If \([PL]\) is changing (i.e., nonzero), this means that our system is not in equilibrium; thus, the forward and reverse conversions become equal giving \(d[PL]/dt = 0\). We can then rearrange our expression and get the following.

\[ k_{on}[P]_{eq}[L]_{eq} = k_{off}[PL]_{eq} \]

where the subscript \(eq\) denotes equilibrium concentrations.

Dissociation

A dissociation constant (\(K_d\)) is a type of equilibrium constant that measures the tendency of a complex to separate into its constituent components. This process is reversible, meaning that the components can also recombine to form the complex. For our protein-ligand complex, \(K_d\) is the ratio to our dissociation (\(k_{off}\)) to our association (\(k_{on}\)) rates. We can rearrange our expression above to solve for \(k_{off} / k_{on}\).

\[ K_d ≡ \frac{k_{off}}{k_{on}} = \frac{[P][L]}{[PL]} \Bigg\vert_{eq} \]

Note

This expression is only valid when we have one-to-one binding. Meaning one ligand binds to one protein. If we had any other stoichiometry such as two ligands binding to one protein, our expression would be invalid.

This shows the important relationship between the kinetic constants \(k_{on}\) and \(k_{off}\) and the equilibrium dissociation constant \(K_d\). A higher \(k_{on}\) or lower \(k_{off}\) will result in a lower \(K_d\), indicating tighter binding at equilibrium. Faster binding or slower unbinding will shift the equilibrium towards the bound complex \(PL\).

A lower Kd value indicates a stronger binding affinity, as it means that a lower concentration of ligand is needed to achieve 50% occupancy of the protein binding sites.

Use \(K_d\) when you want to:

  • Compare the binding affinities of different ligands for a given protein;
  • Determine the concentration of ligand needed to achieve a desired level of protein binding;
  • Estimate the fraction of protein bound to ligand at a given ligand concentration.

The dissociation constant \(K_d\), as derived above, is a key parameter characterizing binding affinity at equilibrium. It has units of concentration (typically M, mM, μM, nM, etc.), and corresponds to the concentration of free ligand at which half the protein is bound. To see this, consider that the fraction of protein bound (\(f_{bound}\)) is given by:

\[ f_{bound} = \frac{[PL]}{[P] + [PL]} = \frac{[L]}{K_d + [L]} \]

Setting \(f_{bound} = 0.5\) and solving for \([L]\) gives \([L]_{50} = K_d\). Thus, a lower \(K_d\) implies that less free ligand is needed to achieve 50% binding, indicating a higher affinity interaction.

Measuring \(K_d\) experimentally is a key goal in characterizing protein-ligand interactions. One common approach is to perform a titration experiment, measuring some signal that reports on the fraction of protein bound (e.g. fluorescence, radioactivity, etc.) as a function of increasing \([L]\). Fitting the resulting binding curve to the equation above yields \(K_d\). More sophisticated methods like isothermal titration calorimetry (ITC) can provide \(K_d\) as well as enthalpy and entropy of binding from a single experiment by measuring heat evolved. Finally, \(K_d\) can also be obtained from separate measurements of \(k_{on}\) and \(k_{off}\) using techniques like surface plasmon resonance (SPR).

Association

The association constant (\(K_a\)) is the reciprocal of the dissociation constant and is defined as:

\[ K_a = \frac{1}{K_d} = \frac{[PL]}{[P][L]} \Bigg\vert_{eq} \]

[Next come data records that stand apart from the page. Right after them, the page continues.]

PR #837, opened 2025-02-10
feat: support nesting dependency groups

finswimmer:
Include dependency groups into other dependency groups was requested earlier, e.g. https://github.com/python-poetry/poetry/issues/7494. Also PEP 735 describes this mechanism.

- [x] Updated **documentation** for changed code -> https://github.com/python-poetry/poetry/pull/10166

## Summary by Sourcery

New Features:
- Allow including dependencies from other groups within a dependency group.

## Summary by Sourcery

Add support for nested dependency groups.

New Features:
- Allow dependency groups to include other groups.

Tests:
- Add tests for nested dependency groups.

## Summary by Sourcery

Add support for nested dependency groups.

New Features:
- Allow dependency groups to include other groups.

Tests:
- Add tests for nested dependency groups.

### DIFF
--- a/src/poetry/core/factory.py
+++ b/src/poetry/core/factory.py
@@ -350,6 +350,20 @@ class Factory:
                     dependencies=group_config["dependencies"],
                 )
 
+            for group_name, group_config in tool_poetry["group"].items():
+                if include_groups := group_config.get("include-groups", []):
+                    current_group = package.dependency_group(group_name)
+                    for name in include_groups:
+                        try:
+                            group_to_include = package.dependency_group(name)
+                        except ValueError as e:
+                            raise ValueError(
+                                f"Group '{group_name}' includes group '{name}'"
+                                " which is not defined."
+                            ) from e
+
+                        current_group.include_dependency_group(group_to_include)
+
         if with_groups and "dev-dependencies" in tool_poetry:
             cls._add_package_group_dependencies(
                 package=package,
@@ -614,6 +628,8 @@ class Factory:
                 ' Use "poetry.group.dev.dependencies" instead.'
             )
 
+        cls._validate_dependency_groups_includes(toml_data, result)
+
         if strict:
             # Validate relation between [project] and [tool.poetry]
             cls._validate_legacy_vs_project(toml_data, result)
@@ -621,6 +637,35 @@ class Factory:
             cls._validate_strict(config, result)
 
         return result
+
+    @classmethod
+    def _validate_dependency_groups_includes(
+        cls, toml_data: dict[str, Any], result: dict[str, list[str]]
+    ) -> None:
+        """Ensure that dependency groups do not include themselves."""
+        config = toml_data.setdefault("tool", {}).setdefault("poetry", {})
+
+        group_includes = {}
+        for group_name, group_config in config.get("group", {}).items():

\(K_a\) has units of inverse concentration (typically M-1) and represents the tendency of the protein and ligand to form the protein-ligand complex. A higher Ka value indicates a stronger binding affinity.

Use \(K_a\) when you want to:

  • Express the binding affinity in terms of complex formation rather than dissociation;
  • Compare the binding affinities of different protein-ligand pairs;
  • Calculate the Gibbs free energy change (\(\Delta G\)) of the binding reaction using the relationship \(\Delta G = -R T \ln(K_a)\).